Task statement.
The answer should contain all of the records below, each one copied word for word.
────────
PR #399, opened 2022-03-13
Add a lookup gate kind

mrmr1993:
This PR builds upon #381, defining a lookup gate (currently pinned to perform lookups on the table with ID 1).

This gate has no selector or constraints associated with it, except for the lookups defined against it. The layout is

| 0 | 1 | 2 | 3 | 4 | 5 | 6 | 7 | 8 | 9 | 10 | 11 | 12 | 13 | 14 |
|---|---|---|---|---|---|---|---|---|---|----|----|----|----|----|
| `table_id` | `i_1` | `x_1` | `i_2` | `x_2` | `i_3` | `x_3` |

where `(i_1, x_1)`, `(i_2, x_2)`, and `(i_3, x_3)` are the pairs of values that make up 3 entries read from the table. The intention is that this will mostly be used with a runtime lookup table, where the `i` corresponds to the index into that table and the `x` corresponds to the value at that index.


kimchi/src/circuits/gate.rs
```diff
@@ -422,13 +423,36 @@ impl GateType {
...
 
+        let lookup_gate_pattern = (0..3)
+            .map(|i| {
+                // each row represents an XOR operation
+                // where l XOR r = o
+                //
+                // 0 1 2 3 4 5 6 7 8 9 10 11 12 13 14
+                // - i v - - - - - - - -  -  -  -  -
+                // - - - i v - - - - - -  -  -  -  -
+                // - - - - - i v - - - -  -  -  -  -
```
mimoo, line 434: you can reuse this table if you want

```
| r0 |  r1  |  r2  |  r3  |  r4  |  r5  |  r6  |
|:--:|:----:|:----:|:----:|:----:|:----:|:----:|
|    | idx1 | val1 | idx2 | val2 | idx3 | val3 |
```

kimchi/src/circuits/gate.rs
```diff
@@ -422,13 +423,36 @@ impl GateType {
             chacha_final_where.insert((ChaChaFinal, *r));
         }
 
+        let lookup_gate_pattern = (0..3)
+            .map(|i| {
+                // each row represents an XOR operation
+                // where l XOR r = o
```
mimoo, line 429: unrelated to XOR no?

kimchi/src/circuits/gate.rs
```diff
@@ -422,13 +423,36 @@ impl GateType {
...
+                // - i v - - - - - - - -  -  -  -  -
+                // - - - i v - - - - - -  -  -  -  -
+                // - - - - - i v - - - -  -  -  -  -
+                let index = curr_row(2 * i + 1);
+                let value = curr_row(2 * i + 2);
+                let l = |loc: LocalPosition| SingleLookup {
+                    value: vec![(F::one(), loc)],
+                };
+                JointLookup {
+                    table_id: 1,
```
mimoo, line 441: a few things:

* use a hardcoded const like `XOR_TABLE_ID`
* why is table_id set to `1`? If it is supposed to represent the runtime table?

mimoo (commented):
left a few comments

kimchi/src/circuits/gate.rs
mrmr1993: The next PR in the chain (#400) does it properly, using the first position in the witness. This is really a temporary placeholder until then, since those changes are orthogonal. I chose 1 because it makes it easier to write a reasonable test without requiring the changes in #400.

mimoo (approved):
────────
Written response.
PR #399, opened 2022-03-13
Add a lookup gate kind

mrmr1993:
This PR builds upon #381, defining a lookup gate (currently pinned to perform lookups on the table with ID 1).

This gate has no selector or constraints associated with it, except for the lookups defined against it. The layout is

| 0 | 1 | 2 | 3 | 4 | 5 | 6 | 7 | 8 | 9 | 10 | 11 | 12 | 13 | 14 |
|---|---|---|---|---|---|---|---|---|---|----|----|----|----|----|
| `table_id` | `i_1` | `x_1` | `i_2` | `x_2` | `i_3` | `x_3` |

where `(i_1, x_1)`, `(i_2, x_2)`, and `(i_3, x_3)` are the pairs of values that make up 3 entries read from the table. The intention is that this will mostly be used with a runtime lookup table, where the `i` corresponds to the index into that table and the `x` corresponds to the value at that index.


kimchi/src/circuits/gate.rs
```diff
@@ -422,13 +423,36 @@ impl GateType {
...
 
+        let lookup_gate_pattern = (0..3)
+            .map(|i| {
+                // each row represents an XOR operation
+                // where l XOR r = o
+                //
+                // 0 1 2 3 4 5 6 7 8 9 10 11 12 13 14
+                // - i v - - - - - - - -  -  -  -  -
+                // - - - i v - - - - - -  -  -  -  -
+                // - - - - - i v - - - -  -  -  -  -
```
mimoo, line 434: you can reuse this table if you want

```
| r0 |  r1  |  r2  |  r3  |  r4  |  r5  |  r6  |
|:--:|:----:|:----:|:----:|:----:|:----:|:----:|
|    | idx1 | val1 | idx2 | val2 | idx3 | val3 |
```

kimchi/src/circuits/gate.rs
```diff
@@ -422,13 +423,36 @@ impl GateType {
             chacha_final_where.insert((ChaChaFinal, *r));
         }
 
+        let lookup_gate_pattern = (0..3)
+            .map(|i| {
+                // each row represents an XOR operation
+                // where l XOR r = o
```
mimoo, line 429: unrelated to XOR no?

kimchi/src/circuits/gate.rs
```diff
@@ -422,13 +423,36 @@ impl GateType {
...
+                // - i v - - - - - - - -  -  -  -  -
+                // - - - i v - - - - - -  -  -  -  -
+                // - - - - - i v - - - -  -  -  -  -
+                let index = curr_row(2 * i + 1);
+                let value = curr_row(2 * i + 2);
+                let l = |loc: LocalPosition| SingleLookup {
+                    value: vec![(F::one(), loc)],
+                };
+                JointLookup {
+                    table_id: 1,
```
mimoo, line 441: a few things:

* use a hardcoded const like `XOR_TABLE_ID`
* why is table_id set to `1`? If it is supposed to represent the runtime table?

mimoo (commented):
left a few comments

kimchi/src/circuits/gate.rs
mrmr1993: The next PR in the chain (#400) does it properly, using the first position in the witness. This is really a temporary placeholder until then, since those changes are orthogonal. I chose 1 because it makes it easier to write a reasonable test without requiring the changes in #400.

mimoo (approved):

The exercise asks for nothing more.